* **Exercise details**
Please set down the entries below once more, exactly.
+ + + + +
Issue #1202, opened 2016-11-07
Attempting to write to HEAD response hangs the request


cesarbs:
Run the sample app without any connection filters and send a HEAD request and leave the connection open (this part is important). The client will hang waiting for a response.

This issue was introduced in https://github.com/aspnet/KestrelHttpServer/commit/e7e6b896ba5e5c201b61f70fa4ea352027bd6bd8 when we started ignoring writes to HEAD responses. The problem is that writing a response will make `Frame.HasResponseStarted` true, skipping the call to `ProduceEndAwaited` from `ProduceEnd` and therefore skipping the flush call in that method.

I caught this while working on https://github.com/aspnet/KestrelHttpServer/issues/1139. When I changed all tests to call `Send` instead of `SendEnd`, `ResponseTests.HeadResponseCanContainContentLengthHeaderButBodyNotWritten` started timing out on `TestConnection.Receive`.

muratg:
Approved by @Eilon, so triaging this one in.

PR #1203, opened 2016-11-07
Always flush responses (#1202)

cesarbs:
#1202

cc @halter73

### DIFF
--- a/src/Microsoft.AspNetCore.Server.Kestrel/Internal/Http/Frame.cs
+++ b/src/Microsoft.AspNetCore.Server.Kestrel/Internal/Http/Frame.cs
@@ -770,20 +770,20 @@ namespace Microsoft.AspNetCore.Server.Kestrel.Internal.Http
         {
             ProduceStart(appCompleted: true);
 
-            // Force flush
-            await SocketOutput.FlushAsync();
-
             await WriteSuffix();
         }
 
-        private Task WriteSuffix()
+        private async Task WriteSuffix()
         {
             // _autoChunk should be checked after we are sure ProduceStart() has been called
             // since ProduceStart() may set _autoChunk to true.
             if (_autoChunk)
             {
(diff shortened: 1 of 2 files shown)


test/Microsoft.AspNetCore.Server.Kestrel.FunctionalTests/ResponseTests.cs
```diff
@@ -782,7 +782,7 @@ public Task ResponseStatusCodeSetBeforeHttpContextDisposedRequestMalformedReadIg
         }
 
         [Fact]
-        public async Task HeadResponseCanContainContentLengthHeaderButBodyNotWritten()
+        public async Task HeadResponseBodyNotWritten()
```
halter73: This test passes in `dev`. Why wouldn't this work?

src/Microsoft.AspNetCore.Server.Kestrel/Internal/Http/Frame.cs
```diff
@@ -770,21 +770,21 @@ protected Task ProduceEnd()
         {
             ProduceStart(appCompleted: true);
 
-            // Force flush
-            await SocketOutput.FlushAsync();
```
halter73: You can remove `ProduceEndAwaited` now. Change 

             if (!HasResponseStarted)
             {
                 return ProduceEndAwaited();
             }

to

             if (!HasResponseStarted)
             {
                 ProduceStart(appCompleted: true);
             }

in ProduceEnd().

halter73:
I actually think I prefer https://github.com/aspnet/KestrelHttpServer/commit/27049598854b8ed14ea3c68ded56404b3ae7f966. It makes HEAD responses flush the header at the same point in the app it would for GET responses. It also avoids creating new async methods.

cesarbs:
@halter73 Ok, I'll close this in favor of your change.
+ + + + +
* **Solution**
Issue #1202, opened 2016-11-07
Attempting to write to HEAD response hangs the request


cesarbs:
Run the sample app without any connection filters and send a HEAD request and leave the connection open (this part is important). The client will hang waiting for a response.

This issue was introduced in https://github.com/aspnet/KestrelHttpServer/commit/e7e6b896ba5e5c201b61f70fa4ea352027bd6bd8 when we started ignoring writes to HEAD responses. The problem is that writing a response will make `Frame.HasResponseStarted` true, skipping the call to `ProduceEndAwaited` from `ProduceEnd` and therefore skipping the flush call in that method.

I caught this while working on https://github.com/aspnet/KestrelHttpServer/issues/1139. When I changed all tests to call `Send` instead of `SendEnd`, `ResponseTests.HeadResponseCanContainContentLengthHeaderButBodyNotWritten` started timing out on `TestConnection.Receive`.

muratg:
Approved by @Eilon, so triaging this one in.

PR #1203, opened 2016-11-07
Always flush responses (#1202)

cesarbs:
#1202

cc @halter73

### DIFF
--- a/src/Microsoft.AspNetCore.Server.Kestrel/Internal/Http/Frame.cs
+++ b/src/Microsoft.AspNetCore.Server.Kestrel/Internal/Http/Frame.cs
@@ -770,20 +770,20 @@ namespace Microsoft.AspNetCore.Server.Kestrel.Internal.Http
         {
             ProduceStart(appCompleted: true);
 
-            // Force flush
-            await SocketOutput.FlushAsync();
-
             await WriteSuffix();
         }
 
-        private Task WriteSuffix()
+        private async Task WriteSuffix()
         {
             // _autoChunk should be checked after we are sure ProduceStart() has been called
             // since ProduceStart() may set _autoChunk to true.
             if (_autoChunk)
             {
(diff shortened: 1 of 2 files shown)


test/Microsoft.AspNetCore.Server.Kestrel.FunctionalTests/ResponseTests.cs
```diff
@@ -782,7 +782,7 @@ public Task ResponseStatusCodeSetBeforeHttpContextDisposedRequestMalformedReadIg
         }
 
         [Fact]
-        public async Task HeadResponseCanContainContentLengthHeaderButBodyNotWritten()
+        public async Task HeadResponseBodyNotWritten()
```
halter73: This test passes in `dev`. Why wouldn't this work?

src/Microsoft.AspNetCore.Server.Kestrel/Internal/Http/Frame.cs
```diff
@@ -770,21 +770,21 @@ protected Task ProduceEnd()
         {
             ProduceStart(appCompleted: true);
 
-            // Force flush
-            await SocketOutput.FlushAsync();
```
halter73: You can remove `ProduceEndAwaited` now. Change 

             if (!HasResponseStarted)
             {
                 return ProduceEndAwaited();
             }

to

             if (!HasResponseStarted)
             {
                 ProduceStart(appCompleted: true);
             }

in ProduceEnd().

halter73:
I actually think I prefer https://github.com/aspnet/KestrelHttpServer/commit/27049598854b8ed14ea3c68ded56404b3ae7f966. It makes HEAD responses flush the header at the same point in the app it would for GET responses. It also avoids creating new async methods.

cesarbs:
@halter73 Ok, I'll close this in favor of your change.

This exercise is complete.